### Your instructions
Search each line below for "newly", then return the lines where it appears.

### Provided entries
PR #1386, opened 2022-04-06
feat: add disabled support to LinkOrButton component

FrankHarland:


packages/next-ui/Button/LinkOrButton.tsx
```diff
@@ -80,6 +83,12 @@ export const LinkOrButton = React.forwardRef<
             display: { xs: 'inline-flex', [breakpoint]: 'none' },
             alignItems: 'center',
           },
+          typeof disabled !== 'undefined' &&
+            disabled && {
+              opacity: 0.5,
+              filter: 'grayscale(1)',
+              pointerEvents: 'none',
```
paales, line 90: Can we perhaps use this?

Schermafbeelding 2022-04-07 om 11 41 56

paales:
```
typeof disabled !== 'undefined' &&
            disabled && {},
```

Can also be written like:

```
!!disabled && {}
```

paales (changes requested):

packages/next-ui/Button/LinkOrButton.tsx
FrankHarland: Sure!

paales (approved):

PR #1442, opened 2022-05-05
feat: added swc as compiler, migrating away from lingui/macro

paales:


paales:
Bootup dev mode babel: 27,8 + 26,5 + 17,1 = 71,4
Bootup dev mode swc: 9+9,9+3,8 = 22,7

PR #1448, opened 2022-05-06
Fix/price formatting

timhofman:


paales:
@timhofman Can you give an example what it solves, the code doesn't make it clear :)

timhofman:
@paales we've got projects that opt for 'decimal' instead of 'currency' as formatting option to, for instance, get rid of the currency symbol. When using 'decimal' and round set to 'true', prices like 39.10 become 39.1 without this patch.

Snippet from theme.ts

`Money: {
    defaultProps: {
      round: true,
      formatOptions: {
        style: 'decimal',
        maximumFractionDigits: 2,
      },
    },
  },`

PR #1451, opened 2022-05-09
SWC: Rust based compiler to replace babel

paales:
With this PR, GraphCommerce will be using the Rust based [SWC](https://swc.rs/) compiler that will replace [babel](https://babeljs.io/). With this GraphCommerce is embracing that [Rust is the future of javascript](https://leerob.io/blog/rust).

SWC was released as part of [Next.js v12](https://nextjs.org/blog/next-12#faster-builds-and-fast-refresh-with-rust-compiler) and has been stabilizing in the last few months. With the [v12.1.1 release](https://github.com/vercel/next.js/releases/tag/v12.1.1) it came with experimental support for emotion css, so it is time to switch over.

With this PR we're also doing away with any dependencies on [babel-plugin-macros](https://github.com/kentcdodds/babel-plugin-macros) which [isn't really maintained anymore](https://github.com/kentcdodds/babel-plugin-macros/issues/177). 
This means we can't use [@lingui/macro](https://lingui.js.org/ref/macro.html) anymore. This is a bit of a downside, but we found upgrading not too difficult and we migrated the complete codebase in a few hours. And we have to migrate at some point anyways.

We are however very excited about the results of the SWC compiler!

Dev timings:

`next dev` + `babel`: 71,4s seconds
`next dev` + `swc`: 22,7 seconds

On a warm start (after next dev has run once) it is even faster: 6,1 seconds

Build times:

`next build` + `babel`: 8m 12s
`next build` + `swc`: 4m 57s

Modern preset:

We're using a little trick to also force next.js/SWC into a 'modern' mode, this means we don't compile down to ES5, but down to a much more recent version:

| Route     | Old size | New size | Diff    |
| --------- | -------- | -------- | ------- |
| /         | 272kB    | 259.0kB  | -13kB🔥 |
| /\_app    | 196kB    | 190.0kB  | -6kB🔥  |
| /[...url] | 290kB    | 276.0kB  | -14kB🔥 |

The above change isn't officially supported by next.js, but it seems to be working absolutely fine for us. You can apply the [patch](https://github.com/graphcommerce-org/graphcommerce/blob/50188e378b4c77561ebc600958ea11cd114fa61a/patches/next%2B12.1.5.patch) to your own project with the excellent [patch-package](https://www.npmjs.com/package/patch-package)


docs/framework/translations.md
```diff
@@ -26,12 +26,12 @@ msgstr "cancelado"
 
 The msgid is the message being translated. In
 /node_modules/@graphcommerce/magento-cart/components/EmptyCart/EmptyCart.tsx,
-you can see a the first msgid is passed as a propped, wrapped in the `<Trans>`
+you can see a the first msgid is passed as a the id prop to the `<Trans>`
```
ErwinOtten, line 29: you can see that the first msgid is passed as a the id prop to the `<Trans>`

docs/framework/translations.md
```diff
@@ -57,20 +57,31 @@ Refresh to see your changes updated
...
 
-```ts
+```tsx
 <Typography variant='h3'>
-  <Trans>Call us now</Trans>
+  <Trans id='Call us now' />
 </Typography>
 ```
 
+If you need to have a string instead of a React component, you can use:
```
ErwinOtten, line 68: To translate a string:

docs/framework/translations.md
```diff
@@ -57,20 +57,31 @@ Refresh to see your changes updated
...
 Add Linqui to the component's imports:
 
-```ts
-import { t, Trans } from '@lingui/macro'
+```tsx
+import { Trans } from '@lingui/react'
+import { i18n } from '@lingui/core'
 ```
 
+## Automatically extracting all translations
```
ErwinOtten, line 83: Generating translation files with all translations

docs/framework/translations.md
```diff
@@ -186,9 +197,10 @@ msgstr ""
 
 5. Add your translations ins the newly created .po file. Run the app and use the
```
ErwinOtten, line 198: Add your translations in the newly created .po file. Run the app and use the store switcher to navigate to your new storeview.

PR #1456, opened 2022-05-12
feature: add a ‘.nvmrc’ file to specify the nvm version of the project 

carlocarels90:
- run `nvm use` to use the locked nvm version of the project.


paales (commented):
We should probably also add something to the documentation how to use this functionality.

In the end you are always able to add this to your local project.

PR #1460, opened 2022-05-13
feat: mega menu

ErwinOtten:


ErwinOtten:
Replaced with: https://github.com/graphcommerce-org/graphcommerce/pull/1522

### Response to the task
 5. Add your translations ins the newly created .po file. Run the app and use the
ErwinOtten, line 198: Add your translations in the newly created .po file. Run the app and use the store switcher to navigate to your new storeview.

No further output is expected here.